Compiling is relatively simple.
The JavaCompiler API allows you to compile a program from source code at the time of execution, providing an interface independent of implementation. While studying the manifest and source code of the eclipse EJC compiler, I discovered that it also supports the JavaCompiler API.
But when analyzing the program text, there is still no public and universal API for working with AST. Those. will have to work either with
com.sun.source.tree. * or
org.eclipse.jdt.core.dom. *The task of finding the source code of a class is easily solved if the project was published in the maven repository along with the source artifact and in the jar with classes there are files pom.properties or pom.xml, or there is some dictionary of the name / hash correspondence of the artifact to the source code of the corresponding jar file and a way to get these sources while the program is running.
Pros - more information is available for transformation than is in the byte-code, the application does not require rebuilding the project and is almost as convenient as the application of the AspectJ agent, but it was not possible to perform the transformation by means of the byte-code transformation, or very laborious.

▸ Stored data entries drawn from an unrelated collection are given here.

PR #828, opened 2019-08-25
fix adaptive icon being too small

### LINKED ISSUE #827: Provide larger icon in app overview
Icon of this app in the app overview in settings is too small, see screenshot.

Go in Settings to App and notifications and show all apps.

tasks

Installed the app via F-Droid. See also https://github.com/xbmc/Kore/issues/670 for similar issue and possible fix.

javl:
Fixes the adaptive icon being too small by using 108dp instead of the old 24dp, as per this official Android guide: https://developer.android.com/guide/practices/ui_guidelines/icon_design_adaptive

Note: according to the guide 108dp is the default for Android >7.1. I do not have access to any devices with version <=7.1 so did not test on those.
 
Should close #827

### DIFF
--- a/opentasks/src/main/res/drawable/ic_opentasks_adaptive_fg.xml
+++ b/opentasks/src/main/res/drawable/ic_opentasks_adaptive_fg.xml
@@ -1,9 +1,9 @@
 <vector xmlns:android="http://schemas.android.com/apk/res/android"
         xmlns:aapt="http://schemas.android.com/aapt"
-        android:height="24dp"
+        android:height="108dp"
         android:viewportHeight="28.575"
         android:viewportWidth="28.574999"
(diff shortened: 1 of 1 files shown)


dmfs:
Oh, I was always wondering why that happened. Thanks for fixing this. I still need to test this on a pre 7.1 device before merging though.

javl:
Just realized I still have a Nexus 7 tablet with Android 5.1.1

First image is the icon after installing the app from the store (google photos app shows as size reference), the second image is after the update. Seems the older version of Android use the .png files that are in the repo, instead of the adaptive .xml file (the green blob is an edit I made to the png to be sure I was updating the image).

MVIMG_20190826_105623~2
MVIMG_20190826_110734~2

PR #833, opened 2019-08-28
Fix duplicate task after moving a task to a new list

dmfs:


dmfs:
There seems to be a problem with jitpack. I'll try again later.

Issue #834, opened 2019-08-28
Remove "afterKeys" and "ensureUpdates" from ContentSet


dmfs:
Neither of these things is really necessary anymore.

dmfs:
done

PR #835, opened 2019-08-28
Remove obsolte code, implements #834

dmfs:
It's no longer necessary to update all values which affect recurrince in the same update. The provider can handle updates of individual fields.


dmfs:
There seems to be a problem with jitpack. I'll try again later.

Issue #454, opened 2017-10-14
Update relations when modifying `PARENT_ID` of a task.


dmfs:

lemonboston:
I suppose it make sense to do the existing relation clearing as part of this, right?

Having 2 internal operations:

- create relation:
  - add PARENT_ID to subtask in TASKS
  - remove all PARENT Relation Property from PROPERTIES for the subtask
  - add PARENT Relation Property

- remove relation:
  - remove PARENT_ID from subtask in TASKS
  - remove all PARENT Relation Property from PROPERTIES for the subtask

Does this sound good?
I suppose we can use OpenTaskPal for these 'internal' operations as well, right?
The question is how to make sure they are not used in the app.

dmfs:
I'm leaning towards keeping the current behavior, having `PARENT_ID` read-only. So instead of this we should make sure you can't write to `PARENT_ID`

dmfs:
Done.

PR #876, opened 2019-11-11
Document that task column parent_id shouldn't be set directly (see #454)

rfc2822:


dmfs:
Updating `PARENT_ID` directly can be a nice feature when it comes to creating a child task in the UI. In such case we can just pass the `PARENT_ID` field to the editor and don't need to perform another provider request afterwards. The content provider would then take care of updating the relations (as stated in #454).
However, it doesn't make much sense for a sync adapter to update this field directly. So how about me make it read-only for sync adapters and keep it writable for the UI and other non-sync-adapter clients?

rfc2822:
Hi,

Thanks for the quick reply! That's the thing: At the moment, aCalendar+ sets `parent_id`, but doesn't create a relation. So there are currently two independent methods of setting parent relations:

1. with `parent_id` (used by aCalendar+)
2. with a `Relation`

As far as I understand #454, it should be enough for sync adapters to sync the `Relation`. But at the moment, this is not enough and both methods have to be implemented separately (because aCalendar+ sets `parent_id` and OpenTasks does not create a relation from it yet).

So I'd just like to know how OpenTasks is intended to be used at the current state of implementation: is it OK that apps like aCalendar+ set `parent_id` without creating a `Relation` (→ sync adapters must implement both methods to detect relations) or shall they create a `Relation` instead?

dmfs:
My idea is that sync adapters always update relations, because that's probably the easier way. In particular, the parent task may not be known (only its UID), in which case updating `parent_id` won't work. A relation doesn't require the parent to exist in the task list. Another advantage is that you don't have to care about syncing the tasks in the right order (parent before child).

The UI and 3rd party apps like aCalendar can use either, relations or `parent_id`, whatever is easier. The provider is supposed to update the relations when the `parent_id` is updated (that's what #454 is about). Of course we also need a migration which creates relations for every `parent_id` that's already in the database.

So yes, aCalendar is correct in setting the `parent_id` but OpenTasks still has to implement this feature. I think this shouldn't be hard to do. I'll include this in the next release.

rfc2822:
I see, thanks for the clarification and your efforts!

Issue #617, opened 2018-01-07
Split recurring tasks when modifying the first instance


dmfs:
It's probably a good idea to split a recurring tasks when overriding the first instance. After the split there would be a single task for the override and a recurring task starting at the next instance (if there is any). This way we don't have to deal with all the old instances of completed tasks. Also some clients seem to support this model only (i.e. Apple clients).
The drawback is, we loose the information about the recurrence, i.e. the current instance would appear as a single task, not a recurring one. One solution to this could be to add a special relation which identifies this task as a part of a recurrence set.
TODO: decide which of these tasks is the result of the old task being modified and which one is the newly created one.

dmfs:
For starters, let's only split off completed instances and see how this works out with Apple and other clients.

dmfs:
Done.

PR #899, opened 2019-12-06
Detach completed instances, #617

dmfs:
In order to support simple recurrence models and also keep long running tasks small we detach completed instances at the beginning of a series into separate task instances.


dmfs:
Looks like a couple of comments are outdated. They have to be fixed before merging this.

Issue #875, opened 2019-11-10
Support markdown lists with dash for checklists


unclev:
As _OpenTasks_ is often used with _Nextcloud_ there is an inconsistency in representing list (in Nextcloud description field), and _OpenTasks_' checklist.

For eg., the following list created in _Nextcloud_

```
- [x] Show the standard format usage (supported by Nextcloud): copy markdown
- [ ] How it is shown in the Android Tasks app: take image
```

renders pretty much the same as on GitHub

> - [x] Show the standard format usage (supported by Nextcloud): copy markdown
> - [ ] How it is shown in the Android Tasks app: take image

in _OpenTasks_ (v1.2.3 from _F-Droid_) goes into Description as plan text.

And vice versa, _OpenTasks_ checklist does not render to list in _Nextcloud_.

> [x] Show the standard format usage (supported by Nextcloud): copy markdown
>
> [ ] How it is shown in the Android Tasks app: take image

I have not seen a markdown flavour or renderer that treats `[ ]` and `[x]` as check list item, so it is probably worth treating `- [ ]` and `- [x]` as checklist items as well. (`[ ]` and `[x]` for backward compatibility).

For new list items on an existing list I suggest _OpenTasks_ to remember the last synchronization result, and to follow the convention used in the source.

This request is likely competes with #323, and a kind of checklist format extension similar to #265.

dmfs:
Makes sense to me. I don't see a need for retaining the conventions used for a specific source. This would only make it more complicated for little benefit (if any at all).

dmfs:
This should be fixed in the upcoming release.

PR #901, opened 2019-12-23
Render Checkboxes using more common Markdown style, implements #875

dmfs:
In addition this changes the check list UI. Instead of splitting the description into a description and check list part, we treat each paragraph either as text paragraph or a checkable item. Checkable items and text items can be converted into each other.


romainreignier:
I have tested it, it's a nice improvement. Thanks! :+1:

PR #909, opened 2020-01-26
One more PL update

Valdnet:
Update information translation.


dmfs:
Would you mind merging this with #908 on your end first? Thx.

Valdnet:
@dmfs Could it be like that? Thx.

Valdnet:
@dmfs Can you delete `#3` in the commit name? Thx.

PR #88, opened 2019-03-13
Orhan homework week3

OrhanGoc:


orhan-homework-week3.js
```diff
@@ -0,0 +1,167 @@
+//1. Part Strings!
+
+let myString = "hello,this,is,a,difficult,to,read,sentence";
+console.log(myString);
+console.log(myString.length);
+console.log(myString.replace(/,/g, " "));
```
yash-kapila, line 6: 👍 for using regex but 👎 for not using `const` 🙂

orhan-homework-week3.js
```diff
@@ -0,0 +1,167 @@
...
+let favoriteAnimals = ["blowfish", "capricorn", "giraffe"];
+favoriteAnimals.push("turtle");
+console.log(favoriteAnimals);
+favoriteAnimals.splice(1, 0, "meerkat");
+console.log("The new value of the array will be: " + "blowfish, meerkat, capricorn, giraffe, turtle");
+console.log(favoriteAnimals);
+console.log("The array has a length of: " + favoriteAnimals.length);
+favoriteAnimals.splice(3, 1);
+console.log(favoriteAnimals);
+console.log("The item you are looking for is at index: " + favoriteAnimals.indexOf("meerkat"));
```
yash-kapila, line 19: This is correct but you will learn a little later that using splice actually changes the favoriteAnimals array itself. This is called mutating the data structure and often it is suggested that we don't mutate the data structure i.e try to push the meerkat in between the two elements but return a new array itself thus having two arrays at the end, original and the modified array.

Maybe when you are introduced to this concept, you can revisit it and think of a way by which you can still add meerkat but don't modify the existing array. 🙂

orhan-homework-week3.js
```diff
@@ -0,0 +1,167 @@
...
+
+
+//3. Part More JavaScript!
+//1.
+function sum(a, b, c) {
+  return a + b + c;
+}
```
yash-kapila, line 26: A pure function 👍

orhan-homework-week3.js
```diff
@@ -0,0 +1,167 @@
...
+
+//2.
+function colorCar(color) {
+  console.log(`a ${color} car`);
```
yash-kapila, line 30: 👍 for using template strings here

orhan-homework-week3.js
```diff
@@ -0,0 +1,167 @@
...
+}
+colorCar("red");
+
+//3.
+function makeUser(newObj) {
+  console.log(newObj);
```
yash-kapila, line 36: Hi Orhan, I think the assignment was looking for you to loop over the object properties and print them instead of printing the whole object here. Do you remember from our class `for-in` loops or `Object.keys()`?

orhan-homework-week3.js
```diff
@@ -0,0 +1,167 @@
...
+};
+makeUser(obj);
+
+//4.
+let vehicleCode = {
+  1: "car",
+  2: "motorbike",
+};
+function vehicleType(color, code) {
+  console.log("a " + color + " " + vehicleCode[code]);
```
yash-kapila: Why not use template strings here like you did above?

orhan-homework-week3.js
```diff
@@ -0,0 +1,167 @@
...
+}
+vehicleType("red", 1);
+
+//5.
+const withoutIf = 3 === 3 ? console.log("yes") : console.log("no");
```
yash-kapila, line 56: 👍

orhan-homework-week3.js
```diff
@@ -0,0 +1,167 @@
...
+
+//6.
+function vehicle(color, code, age) {
+  if (age > 0) {
+    age = "used";
+  } else {
+    age = "new";
+  }
+  console.log("a " + color + " " + age + " " + vehicleCode[code]);
```
yash-kapila: Template strings here again?

orhan-homework-week3.js
```diff
@@ -0,0 +1,167 @@
...
+
+//7.
+let vehicles = ["motorbike", "caravan", "bike"];
+console.log(vehicles);
+//8.
+console.log("Third element of vehicles array is: " + vehicles[2]);
+
+//9.
+function vehicle(color, code, age) {
+  vehicleCode["3"] = "bike";
```
yash-kapila: Hi Orhan, I think you misunderstood the requirement here. You are supposed to make use of the list you created for Q.7 in this function instead of using the `vehicleCode` object 🙂

orhan-homework-week3.js
```diff
@@ -0,0 +1,167 @@
...
+    vehicles2[i] = (vehicles[i] + "s");
+  }
+  for (i = 0; i < vehicles2.length - 2; i++) {
+    vehicles2[i] += ", ";
+  }
+  for (i = vehicles2.length - 2; i < vehicles2.length - 1; i++) {
+    vehicles2[i] += " and ";
+  }
+  vehicles2[vehicles2.length - 1] += ".";
+  console.log(myStr + vehicles2.join(""));
```
yash-kapila, line 102: A few things here:
1. FYI - `vehicles.unshift("car")'` is an impure function i.e it mutates the array on which it is called. Even though it doesn't have a significant impact in our situation, it is not recommended to use such functions. But this is something you will learn later. 🙂 
2. The first `for` loop has got the correct declaration `let i = 0;` but the other loops don't. Can you explain the reason please?
3. Can we perhaps use only a single loop but have if-else condition inside that loop to append commas, and and the full stop rather than looping thrice? Just an alternative which you can think about

orhan-homework-week3.js
```diff
@@ -0,0 +1,167 @@
...
+}
+myFunc();
+
+//11. 
+vehicles.push("new vehicle");
```
yash-kapila, line 107: Ah. This will then cause issues with Q10, wouldn't it? And that's what the question asks to make sure that it doesn't happen 😉

orhan-homework-week3.js
```diff
@@ -0,0 +1,167 @@
...
+
+//13.
+const teachers = {
+  name: "Philipp, Rob, Unmesh, Yash",
+};
+console.log(teachers.name);
+
+//14.
+teachers.language = "HTML, CSS, JS";
+console.log(teachers.language);
```
yash-kapila, line 122: 👍

yash-kapila (commented):
Hi @OrhanGoc - apologies for leaving this a little late but I have reviewed your PR. However, before approving the same, I would like to ask you to look into the comments I have put in and provide an update please. Have a good day ahead and see you tomorrow.

OrhanGoc:
Hi @yash-kapila,
Thank you for your review, it is really helpful to understand the nuances that we should take into account while coding.
I'm going to update but is it enough to push a new commit to update or do we need a new PR?

orhan-homework-week3.js
OrhanGoc: Hi @yash-kapila,
I changed my assignment as you recommend

PR #92, opened 2019-03-13
Some loops, objects and functions of JavaScript1

ghifo:


homework-week3.js
```diff
@@ -0,0 +1,196 @@
+// 1. Strings!
+
+let myString = "hello,this,is,a,difficult,to,read,sentence";
+console.log(myString);   //hello,this,is,a,difficult,to,read,sentence
+console.log(myString.length);   //42
+
+//Find a way to remove the commas from the string and replace them with spaces.
+for (let i=0; i<myString.length; i++){
```
paulbremer, line 8: While the output is correct, there is no need to loop over the length of the string. If you look in the console log the output is 42 times the same string. Removing the loop will result in the same output.

homework-week3.js
```diff
@@ -0,0 +1,196 @@
...
+
+// 3 arguments function that returns the sum
+function sum (a,b,c) {
+    return a+b+c;
+}
+sum (1,2,3);   // 6
+
+//---------colorCar function -----------
+function colorCar (color) {
+    return "a "+ color + " car";   //the input should be a string .... I tried a lot but couldn't use red as a color not as a string????
```
paulbremer, line 55: The function works as it should, it returns 'a red car', do you still have a question about this task?

homework-week3.js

The disadvantages are the same as in the previous approach: memory, time, the requirement for the source code of the program and the way to find it for this class.
The examples of the above in the form of the ejc + maven code will be in the coming months, and the task chosen is quite vital. Have you encountered similar? What tasks from your practice could be elegantly solved only with the help of java code transformation and recompilation during execution?
By the way, the capabilities of the
TinyCC compiler and its size prove that this approach is also possible for C programs.

In this note, we looked at several approaches to modifying the program, their strengths and weaknesses. Modification of the executable code is more common, but not all tasks can be solved without the source code of the program and its subsequent transformation.